*** Opening of EXERCISE MATERIALS ***

PR #661, opened 2017-06-17
Corrected check for when to use find_POA

jwillemsen:
* dds/DCPS/InfoRepoDiscovery/InfoRepoDiscovery.cpp:


mitza-oci:
I see that the current code is wrong however I don't think we can based the check on CORBA_E_MICRO.  If someone actually tries to build with a Micro configuration it will fail due to create_POA() a few lines down.

jwillemsen:
Is it supported to compile OpenDDS with CORBA/e micro, looks create_POA is also disabled in that case as you pointed out. If it is not supported, we could always use find_POA

mitza-oci:
Building with CORBA/e micro is not supported (unless you consider OpenDDS safety profile which is really more than that, it doesn't even have libTAO).  We do support building with CORBA/e compact as there is a scoreboard build for it.  So the macros should be in terms of compact and not micro.

I'm not sure how the code got to the current state but I agree that the alternate path shouldn't be needed, just find_POA().

PR #666, opened 2017-06-21
Add osx to travis-ci

jwillemsen:
* .travis.yml:

### DIFF
--- a/.travis.yml
+++ b/.travis.yml
@@ -7,11 +7,11 @@ compiler:
 env:
   matrix:
     - FUZZ=1
-    - NO_INLINE=1
-    - NO_BIT=1
-    - STATIC=1 NO_DEBUG=1
-    - SAFETY_PROFILE=1
-    - USES_WCHAR=1
+    - NO_INLINE=1 XERCES3=1
+    - NO_BIT=1 XERCES3=1
+    - STATIC=1 NO_DEBUG=1 XERCES3=1
+    - SAFETY_PROFILE=1 XERCES3=1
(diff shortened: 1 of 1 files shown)


jwillemsen:
Looks the warnings for the usage of register are causing travis-ci to fail for osx. travis is using ACE+TAO latest micro, fixes for that are on master

mitza-oci:
The Travis config would need to be updated with -Wno-deprecated-register until after the DOC Group release.

jwillemsen:
Should we do this in the travis-ci file or within configure? Probably configure is a better place given the possibility to also use OCI 2.2a which does use register

mitza-oci:
It's only a problem for Travis, a normal build doesn't error-out due to this:

> The log length has exceeded the limit of 4 MB (this usually means that the test suite is raising the same exception over and over).
The job has been terminated

jwillemsen:
I disabled inlining, that should also reduce the size of the log file

.travis.yml
```diff
@@ -41,7 +41,9 @@ matrix:
           packages:
             - libxerces-c-dev
             - clang++-3.9
-      env: COMPILER=clang++-3.9
+      env: COMPILER=clang++
+    - os: osx
+      env: COMPILER=clang++ XERCES3=0 INLINE=0
```
mitza-oci: There is already NO_INLINE=1 on line 10, let's not have both variables.

jwillemsen: Missed that, updated the file

PR #668, opened 2017-06-22
Introduce a new Time_Helper.{h,cpp,inl} which only provides the helpe…

jwillemsen:
…r for time. This way the QoS_Helper.h has only to be included in some implementation files and is not visible anymore from the generated TypeSupportImpl

    * dds/DCPS/Time_Helper.cpp:
    * dds/DCPS/Time_Helper.h:
    * dds/DCPS/Time_Helper.inl:
      Added.

    * dds/DCPS/DataDurabilityCache.cpp:
    * dds/DCPS/DataWriterImpl.h:
    * dds/DCPS/InstanceState.cpp:
    * dds/DCPS/OfferedDeadlineWatchdog.cpp:
    * dds/DCPS/Qos_Helper.h:
    * dds/DCPS/Qos_Helper.inl:
    * dds/DCPS/ReceivedDataElementList.h:
    * dds/DCPS/ReceivedDataStrategy.cpp:
    * dds/DCPS/ReplayerImpl.h:
    * dds/DCPS/RequestedDeadlineWatchdog.cpp:
    * dds/DCPS/WaitSet.cpp:
    * dds/DCPS/WriteDataContainer.cpp:
    * dds/DCPS/WriterInfo.cpp:
    * dds/DdsDcpsCore.idl:
    * dds/DdsDcpsInfrastructure.idl:


dds/DCPS/Time_Helper.inl
```diff
@@ -0,0 +1,245 @@
...
+ */
+
+#include "ace/OS_NS_string.h"
+#include "ace/Truncate.h"
+
+#include <cstring>
+
+namespace {
+
+const ACE_UINT32 NSECS_IN_SEC = 1000000000;
```
mitza-oci: I realize this was the same in the old file, but I'd rather not have anonymous-namespace objects in .inl files.  Since the constant is only used in one function we could have it as a static const local to that function.

dds/idl/be_produce.cpp
```diff
@@ -206,6 +206,7 @@ void postprocess(const char* fn, ostringstream& content,
     }
     if (which == BE_GlobalData::STREAM_H) {
       out << "#include \"dds/DCPS/Definitions.h\"\n";
+      out << "#include \"dds/DdsDcpsC.h\"\n";
```
mitza-oci: Could this be an include of a more specific header?

jwillemsen: This file includes again DdsDcpsDomainC.h which defines for example the DomainParticipant, we need to expose that to the user

jwillemsen: We need DdsDcpsC.h else we don't get all IDL defined DDS types visible for the user. Tried some more specific but that lead to compile issues in tests

PR #670, opened 2017-06-22
Fixed typo in repoctl console output

jwillemsen:
* tools/repoctl/repoctl.cpp:


mitza-oci:
Updated title of PR to describe what it is

PR #671, opened 2017-06-22
Removed _var_ptr/_ptr_type from the generated type support implementa…

jwillemsen:
…tion, we can get these from the base, also remove _narrow, also usable from the IDL generated stub

    * dds/idl/ts_generator.cpp:

### DIFF
--- a/dds/idl/ts_generator.cpp
+++ b/dds/idl/ts_generator.cpp
@@ -162,8 +162,6 @@ bool ts_generator::gen_struct(AST_Structure*, UTL_ScopedName* name,
       "public:\n"
       "  typedef OpenDDS::DCPS::DDSTraits<" << short_name << "> TraitsType;\n"
       "  typedef " << short_name << "TypeSupport TypeSupportType;\n"
-      "  typedef " << short_name << "TypeSupport::_var_type _var_type;\n"
-      "  typedef " << short_name << "TypeSupport::_ptr_type _ptr_type;\n"
       "\n"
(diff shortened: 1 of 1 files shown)


mitza-oci:
The code you removed is there for a reason.
```
error C2385: ambiguous access of '_var_type'
 note: could be the '_var_type' in base 'OpenDDS::DCPS::LocalObject<Messenger::MessageTypeSupport>'
 note: or could be the '_var_type' in base 'OpenDDS::DCPS::LocalObject<OpenDDS::DCPS::TypeSupport>'
```

But this illustrates that we need some test "coverage" of this compile-time ability.

jwillemsen:
According to the comment in LocalObject.h that template is there to resolve ambiguity, doesn't that work? Isn't it very risky to allow to use objects on the stack, they could be gone at the moment we get delayed callbacks.

mitza-oci:
re: Comment in LocalObject, I believe that works for single inheritance but in this case we have TypeSupportImpl which has it's own definition of these members.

*** Close of EXERCISE MATERIALS ***

→ **WORK REQUEST**: Return the lines above that include the string "repoctl".

→ **TASK SOLUTION**:
Fixed typo in repoctl console output
* tools/repoctl/repoctl.cpp:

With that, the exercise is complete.